> _What the task asks_: Only the lines below starting at the one containing "metal-messiah: replayRecording can" and ending at the one containing "### Overview" belong in the answer, each copied exactly.

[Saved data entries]
PR #951, opened 2024-04-07
feat: Adjust Session Replay Error Tracking

metal-messiah:
Adjust when errors are decorated with session replay identifiers to more closely match actual recording data
---

#### Why:
Errors currently get decorated with `hasReplay`, which informs the UI to search for replays.  This decoration happens retroactively in the `agg` module, after the buffer has drained.  This means that errors that happen pre-load can be decorated with `hasReplay` even though there is no replay at the time of the error occurring.  This ALSO means that if there is a large gap between when the pre-load error occurred -- and when the page LOAD event occurred -- the error and replay events could be so displaced that the default search constraints in the UI can fail (+/- 10s from error occurrence).

#### What:
This PR makes a few deliberate changes to the way JSErrors and SR interact:
* Errors will be decorated with `hasReplay` live (now), instead of retroactively after the buffer has drained (prev).
    * This means that pre-load errors will only get `hasReplay` IF the recorder was preloaded and is recording.
    * post-load errors will only get `hasReplay` IF the recorder is recording.
* Errors will also only kick the recorder out of `ERROR` mode into `FULL` mode when the recorder is already running
    * This used to be retroactive, and kick the recorder into `FULL` regardless of if the recorder existed at the time of the error

### Related Issue(s)
NR-256713

https://newrelic.slack.com/archives/C04QZSS6XPV/p1712358079773939?thread_ts=1712353671.785849&cid=C04QZSS6XPV

### Testing
New test cases have been added to account for the change


src/features/jserrors/aggregate/index.js
```diff
@@ -78,9 +81,20 @@ export class Aggregate extends AggregateBase {
...
     }
 
-    if (body && body.err && body.err.length && !this.errorOnPage) {
-      payload.qs.pve = '1'
-      this.errorOnPage = true
+    if (body && body.err && body.err.length) {
+      if (this.replayAborted) {
+        body.err.forEach((e, i, arr) => {
+          try {
+            delete arr[i].params.hasReplay
```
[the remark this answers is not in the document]
patrickhousley: If we do `delete e.params?.hasReplay` is the try catch necessary?

tools/wdio/plugins/custom-commands.mjs
```diff
@@ -193,6 +193,33 @@ export default class CustomCommands {
         })
     })
 
+    /**
+     * Waits for the session replay feature to initialize and start recording.
+     */
+    browser.addCommand('waitForPreloadRecorder', async function () {
```
patrickhousley, line 199: How is this different from `waitForSessionReplayRecording`?

metal-messiah: replayRecording can happen if the recorder is triggered in either the inst or the agg, while preloadRecorder is specific to just the the recorder running in the inst.  Probably need to go through and consolidate some of these commands at some point

patrickhousley: Sorry, I should probably know this but is the feat aggregate not loaded early when we need to start recording before page load?

metal-messiah: nope, only the recorder file.  The agg still imports at load time

metal-messiah: https://github.com/newrelic/newrelic-browser-agent/pull/951/files#diff-46275fa8336f66585ff8b5c90b61f397c044b2930b5b29c947ccc4e5614eadfaR52-R56

patrickhousley: Ok thanks. This makes sense then.

patrickhousley (approved):

PR #964, opened 2024-04-10
feat: Generate PTID in Agent

metal-messiah:
Generate PTID in agent instead of in RUM response.  This allows PageView events to be decorated with a page trace ID.
---

### Overview
This abstracts the action of generating our own PTID out of the ST merge PR into a standalone PR

### Related Issue(s)
NR-166514
NR-167098

### Testing
Affected tests have been updated

### DIFF
--- a/src/features/session_trace/aggregate/index.js
+++ b/src/features/session_trace/aggregate/index.js
@@ -47,6 +47,7 @@ export class Aggregate extends AggregateBase {
     this.trace = {}
     this.nodeCount = 0
     this.sentTrace = null
+    this.everSent = false
     this.harvestTimeSeconds = getConfigurationValue(agentIdentifier, 'session_trace.harvestTimeSeconds') || 10
     this.maxNodesPerHarvest = getConfigurationValue(agentIdentifier, 'session_trace.maxNodesPerHarvest') || 1000
     /**
@@ -99,7 +100,7 @@ export class Aggregate extends AggregateBase {
 
         if (prevMode === MODE.ERROR && this.#scheduler) {
           this.trimSTNs(ERROR_MODE_SECONDS_WINDOW) // up until now, Trace would've been just buffering nodes up to max, which needs to be trimmed to last X seconds
-          this.#scheduler.runHarvest()
+          this.#scheduler.runHarvest({})
         } else {
           controlTraceOp(MODE.FULL)
         }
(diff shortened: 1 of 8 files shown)


patrickhousley (approved):
Approved but I wonder if there is more we can do around not needing to wait for the response on the first STN call in the agent. Maybe some code we could remove as well. Not necessary in this PR.

patrickhousley (approved):

src/features/session_trace/aggregate/index.js
```diff
@@ -189,13 +190,12 @@ export class Aggregate extends AggregateBase {
...
     this.#scheduler.harvest.on('resources', this.#prepareHarvest.bind(this))
-    if (dontStartHarvestYet === false) this.#scheduler.runHarvest({ needResponse: true }) // sends first stn harvest immediately
+    if (dontStartHarvestYet === false) this.#scheduler.runHarvest({}) // sends first stn harvest immediately
     startupBuffer.decide(true) // signal to ALLOW & process data in EE's buffer into internal nodes queued for next harvest
   }
 
   #onHarvestFinished (result) {
-    if (result.sent && result.responseText && !this.ptid) { // continue interval harvest only if ptid was returned by server on the first
-      this.agentRuntime.ptid = this.ptid = result.responseText
+    if (result.sent && !result.failed && !this.#scheduler.started) { // continue interval harvest only after first call
```
cwli24, line 198: Use `everSent` to keep sync with L220
```suggestion
    if (result.sent && !result.failed && !this.everSent) { // continue interval harvest only after first call
```

src/features/session_trace/aggregate/index.js
```diff
@@ -99,7 +100,7 @@ export class Aggregate extends AggregateBase {
 
         if (prevMode === MODE.ERROR && this.#scheduler) {
           this.trimSTNs(ERROR_MODE_SECONDS_WINDOW) // up until now, Trace would've been just buffering nodes up to max, which needs to be trimmed to last X seconds
-          this.#scheduler.runHarvest({ needResponse: true })
+          this.#scheduler.runHarvest({})
```
cwli24, line 103: Why having to pass empty object in? `runHarvest` needs fixing its opts param if undefined

src/features/session_trace/aggregate/index.js
```diff
@@ -195,7 +195,7 @@ export class Aggregate extends AggregateBase {
   }
 
   #onHarvestFinished (result) {
-    if (result.sent && !result.failed && !this.#scheduler.started) { // continue interval harvest only after first call
+    if (result.sent && !result.failed && !this.everSent) { // continue interval harvest only after first call
```
metal-messiah, line 198:
```suggest
if (result.sent && !result.failed && !this.#scheduler.started) { // continue interval harvest only after first call
```

metal-messiah: I need to undo this suggestion because it breaks.  everSent is set to true before sending, making this statement always falsy if we use it here.

src/features/session_trace/aggregate/index.js
metal-messiah: functionally identical, doesn't matter to me.

cwli24 (approved):
Gogogo before Ashley slams the gate

PR #664, opened 2022-05-06
Fix check-then-act race in GetServiceFromFactory

achristoforides:

### DIFF
--- a/framework/src/service/ServiceReferenceBase.cpp
+++ b/framework/src/service/ServiceReferenceBase.cpp
@@ -103,8 +103,9 @@ Bundle ServiceReferenceBase::GetBundle() const
 
   auto l = p->registration->Lock();
   US_UNUSED(l);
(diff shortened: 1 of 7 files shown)


framework/src/service/ServiceReferenceBase.cpp
```diff
@@ -103,9 +103,9 @@ Bundle ServiceReferenceBase::GetBundle() const
 
   auto l = p->registration->Lock();
   US_UNUSED(l);
-  if (p->registration->bundle == nullptr)
+  if (p->registration->bundle.lock() == nullptr)
     return Bundle();
```
jeffdiclemente, line 107: please add braces, even for single line if statements

jeffdiclemente (changes requested):

pelliott-mathworks (approved):

jeffdiclemente (approved):

PR #665, opened 2022-05-07
Fix check-then-act race for BundleContext

achristoforides:

### DIFF
--- a/framework/src/bundle/BundleUtils.cpp
+++ b/framework/src/bundle/BundleUtils.cpp
@@ -80,8 +80,9 @@ namespace cppmicroservices {
 // Private util function to return system bundle's log sink
 std::shared_ptr<detail::LogSink> GetFrameworkLogSink()
 {
+  auto bundle_ = GetPrivate(GetBundleContext())->bundle.lock();
   // The following is a hack, we need a cleaner solution in the future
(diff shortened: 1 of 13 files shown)


pelliott-mathworks (approved):

framework/src/bundle/BundleUtils.cpp
```diff
@@ -80,8 +80,9 @@ namespace cppmicroservices {
 // Private util function to return system bundle's log sink
 std::shared_ptr<detail::LogSink> GetFrameworkLogSink()
 {
+  auto bundle_ = GetPrivate(GetBundleContext())->bundle.lock();
   // The following is a hack, we need a cleaner solution in the future
-  return GetPrivate(GetBundleContext())->bundle->coreCtx->sink;
+  return bundle_->coreCtx->sink;
```
achristoforides, line 85: Need if check.

framework/src/service/ServiceReferenceBase.cpp
```diff
@@ -103,9 +103,9 @@ Bundle ServiceReferenceBase::GetBundle() const
 
   auto l = p->registration->Lock();
   US_UNUSED(l);
-  if (p->registration->bundle == nullptr)
+  if (p->registration->bundle.lock() == nullptr)
     return Bundle();
```
achristoforides, line 107: Put in curly brackets.

PR #667, opened 2022-05-11
Fix bug in FindResources() for data-only bundles

achristoforides:
When a bundle is installed with the optional manifest argument, the bundle isn't fopen'd automatically. In the case of data-only bundles, it is never fopen'd and the BundleResourceContainer is never initialized.

A call to FindResources() on a data-only bundle who was installed via `InstallBundles()` with the optional manifest will result in 0 resources always being returned.

### DIFF
--- a/framework/src/bundle/BundleResourceContainer.cpp
+++ b/framework/src/bundle/BundleResourceContainer.cpp
@@ -65,7 +65,7 @@ BundleResourceContainer::BundleResourceContainer(
       m_SortedToplevelDirs.insert(b.first);
     }
   } else {
-    OpenContainer();
+    OpenAndInitializeContainer();
   }
 }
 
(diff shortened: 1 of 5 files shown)


framework/src/bundle/BundleResourceContainer.cpp
```diff
@@ -265,11 +260,17 @@ bool BundleResourceContainer::Matches(const std::string& name,
   return true;
 }
 
-void BundleResourceContainer::OpenContainer()
+void BundleResourceContainer::OpenContainer() const
```
jeffdiclemente, line 263: this no longer only opens the container. I suggest a method name change to describe the intent. suggestion: `OpenAndInitializeContainer`

jeffdiclemente (approved):

pelliott-mathworks (approved):

PR #672, opened 2022-05-13
Add using statement to Binders.hpp

### LINKED ISSUE #567: Include order of Binders.hpp matters
The include order of "Binders.hpp" matters as it relies on a using statement which is not present in the file itself. It tries using "ComponentContext" but this does not exist in the file and is currently relying on other includes before it to define it.

This manifests itself in a build error when you switch around the include statements order in "ComponentInstanceImpl.hpp".

shane-riley:
Add a using statement to "Binders.hpp" to remove dependence on include order.

Fixes #567


pelliott-mathworks (approved):

carneyweb (approved):

achristoforides (approved):
Great job!

jeffdiclemente (approved):

PR #680, opened 2022-06-15
Integrate LogService into the core framework and add more detail to exception messsages

achristoforides:
This PR integrates the LogService into the core framework for logging messages pertaining to shared library loading. As part of this, the shared library that was created for LogService has been removed and instead has been converted into a header-only component, similar to cm.

More "events" or "actions" can be logged in the core framework but this PR only instruments the code for logging library loading.

Additionally, this PR adds more details to many of the exception messages thrown from BundlePrivate. In almost all exception messages, the bundle ID and bundle location are now included as part of the exception message.


jeffdiclemente (approved):

compendium/DeclarativeServices/src/manager/BundleLoader.cpp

> _Task response_:
metal-messiah: replayRecording can happen if the recorder is triggered in either the inst or the agg, while preloadRecorder is specific to just the the recorder running in the inst.  Probably need to go through and consolidate some of these commands at some point

patrickhousley: Sorry, I should probably know this but is the feat aggregate not loaded early when we need to start recording before page load?

metal-messiah: nope, only the recorder file.  The agg still imports at load time

metal-messiah: https://github.com/newrelic/newrelic-browser-agent/pull/951/files#diff-46275fa8336f66585ff8b5c90b61f397c044b2930b5b29c947ccc4e5614eadfaR52-R56

patrickhousley: Ok thanks. This makes sense then.

patrickhousley (approved):

PR #964, opened 2024-04-10
feat: Generate PTID in Agent

metal-messiah:
Generate PTID in agent instead of in RUM response.  This allows PageView events to be decorated with a page trace ID.
---

### Overview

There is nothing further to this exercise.